Audemars Piguet a globally renowned Swiss manufacturer of luxury mechanical watches and clocks. In 2014, Bjarke Ingels Group (BIG) won an architectural competition to expand the company’s premises. Ingels and his team designed a spiral-shaped glass pavilion to complement the company’s oldest building, where Jules Louis Audemars and Edward Auguste Piguet set their workshop in 1875.
The spiralling structure appears to rise out of the ground, with floor-to-ceiling glazing offering views across the remote valley in the Jura Mountains.
Designed by BIG, who worked closely on the project with local firm CCHE as well as Audemars Piguet, the spiral-shaped pavilion rises on walls of structural curved glass. Integrated with the landscape, the glazing entirely supports the steel roof, while a brass mesh runs along the external surface to regulate light and temperature. A green roof further helps regulate temperature, while absorbing water.
Internally, the floors follow different gradients to adapt to the natural terrain and provide the basis of the museum’s inner layout stretched into a linear continuous spatial experience. The curved glass walls converge clockwise towards the spiral’s centre, before moving in the opposite direction. In this way, visitors travel through the building as they would through the spring of a timepiece.
“Watchmaking, like architecture, is the art and science of imbuing metals and minerals with energy, movement, intelligence and measure to bring them to life in the form of telling time,” says Bjarke Ingels.
Serving as both a museum and a place of work for Audemars Piguet’s craftspeople, the design contains traditional workshops where visitors can observe the company’s staff working on the timepieces. Spanning over two centuries of history, the museum showcases more than 300 watches, including feats of complication, miniaturisation, and unconventional designs.

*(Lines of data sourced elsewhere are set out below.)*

PR #18358, opened 2021-06-10
[SLikeNet] Update and fix building with x64-mingw-static

Pospelove:
This PR makes `slikenet` port buildable with the `x64-mingw-static` triplet. However there are some problems with merging it as I can see:

1. The patch introduces tons of changes. Obviously, this violates [the maintainer guide.](https://github.com/microsoft/vcpkg/blob/master/docs/maintainers/maintainer-guide.md#do-not-implement-features-in-patches)
The reason for patching code this way is pretty simple. As far as I know, MinGW doesn't have some essential functions support like `inet_pton`/`inet_ntop`. Building SLikeNet requires them.
2. `TwoWayAuthentication.cpp` breaks compilation. Investigating. For now, I remove this file via `portfile.cmake`.

I would really appreciate your feedback, especially options on how to workaround missing functions. My current idea is that we should add something like `vcpkg-platform-helper` as a port that would implement functions missing on some platforms.


NancyLi1013:
Please ping me if this PR is read for review @Pospelove.

Pospelove:
> This PR makes `slikenet` port buildable with the `x64-mingw-static` triplet. However there are some problems with merging it as I can see:
> 
> 1. The patch introduces tons of changes. Obviously, this violates [the maintainer guide.](https://github.com/microsoft/vcpkg/blob/master/docs/maintainers/maintainer-guide.md#do-not-implement-features-in-patches)
>    The reason for patching code this way is pretty simple. As far as I know, MinGW doesn't have some essential functions support like `inet_pton`/`inet_ntop`. Building SLikeNet requires them.
> 2. `TwoWayAuthentication.cpp` breaks compilation. Investigating. For now, I remove this file via `portfile.cmake`.
> 
> I would really appreciate your feedback, especially options on how to workaround missing functions. My current idea is that we should add something like `vcpkg-platform-helper` as a port that would implement functions missing on some platforms.

1. I have read the guide again and now I think that there is no violation. I do not implement anything new, just fix compatibility. Patched license file since the third-party implementation is being used.
2. Figured out that it's just an optional plugin. So, disabling it via compile definition when building under MinGW.

Pospelove:
@NancyLi1013 I think it's ready

ports/slikenet/portfile.cmake
```diff
@@ -1,43 +1,54 @@
...
-
-file(REMOVE_RECURSE ${CURRENT_PACKAGES_DIR}/debug/include ${CURRENT_PACKAGES_DIR}/debug/share)
-
-configure_file("${CMAKE_CURRENT_LIST_DIR}/slikenet-config.cmake" "${CURRENT_PACKAGES_DIR}/share/slikenet/slikenet-config.cmake" COPYONLY)
-configure_file("${CMAKE_CURRENT_LIST_DIR}/vcpkg-cmake-wrapper.cmake" "${CURRENT_PACKAGES_DIR}/share/slikenet/vcpkg-cmake-wrapper.cmake" COPYONLY)
-file(INSTALL ${CMAKE_CURRENT_LIST_DIR}/usage DESTINATION ${CURRENT_PACKAGES_DIR}/share/${PORT})
-file(INSTALL ${SOURCE_PATH}/license.txt DESTINATION ${CURRENT_PACKAGES_DIR}/share/${PORT} RENAME copyright)
+vcpkg_fail_port_install(ON_TARGET "UWP")
+
+set(SLIKENET_PATCHES fix-install.patch)
```
NancyLi1013, line 3: Since there are many changes in this patch. Could you please submit these changes to upstream?

ports/slikenet/portfile.cmake
```diff
@@ -1,43 +1,54 @@
...
+# Uses an outdated OpenSSL version and is in an experimental namespace any way. As such we delete it here
+file(REMOVE_RECURSE "${SOURCE_PATH}/Source/src/crypto" "${SOURCE_PATH}/Source/include/slikenet/crypto")
+
+if (VCPKG_LIBRARY_LINKAGE STREQUAL "static")
+    set(SLIKENET_ENABLE_STATIC TRUE)
+    set(SLIKENET_ENABLE_DLL FALSE)
+else()
+    set(SLIKENET_ENABLE_STATIC FALSE)
+    set(SLIKENET_ENABLE_DLL TRUE)
+endif()
```
NancyLi1013, line 32:
```suggestion
string(COMPARE EQUAL "${VCPKG_LIBRARY_LINKAGE}" "static" SLIKENET_ENABLE_STATIC)
string(COMPARE EQUAL "${VCPKG_LIBRARY_LINKAGE}" "dynamic" SLIKENET_ENABLE_DLL)
```
Please see the reference here https://github.com/microsoft/vcpkg/blob/master/docs/maintainers/maintainer-guide.md#choose-either-static-or-shared-binaries

NancyLi1013 (changes requested):
Seems you rewrite portfile.cmake instead of only updating the changes based on the original file. Can you update this?

ports/slikenet/vcpkg.json
```diff
@@ -0,0 +1,10 @@
+{
+  "name": "slikenet",
+  "version-string": "2021-06-07",
```
NancyLi1013, line 3:
```suggestion
  "version-date": "2021-06-07",
```
This should be `version-date` here. Please see the doc here. https://github.com/microsoft/vcpkg/blob/master/docs/users/versioning.md#version-date

NancyLi1013 (changes requested):

NancyLi1013:
Please `vcpkg x-add-version slikenet --overwrite-version` to solve the failures on x86-windows.

NancyLi1013 (approved):

NancyLi1013:
LGTM, thanks for your updates and fixes. @Pospelove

“We wanted visitors to experience our heritage, savoir-faire, cultural origins and openness to the world in a building that would reflect both our rootedness and forward-thinking spirit,” says Jasmine Audemars, Audemars Piguet’s chairwoman of the Board of Directors. “But, before all, we wanted to pay tribute to the watchmakers and craftspeople who have made what Audemars Piguet is today, generation after generation.”
German museum designer Atelier Brückner imagined the composition of the exhibition as a musical score. During their visit, guests are invited to try their hands at some of the ancestral techniques perpetuated by Audemars Piguet’s finishing experts, such as satin brushing and circular graining. The visit culminates at the centre of the spiral with the display of grandes complications. Here, astronomical, chiming, and chronograph watches orbit around the ‘Universelle’ (1899), the most complicated watch ever produced by Audemars Piguet.
As part of the same campus, Audemars Piguet is building a new hotel which plans to open in the summer of 2021. This project has also been designed by BIG with CCHE as a local partner. The museum is tentatively scheduled to open to the public on June 25, 2020.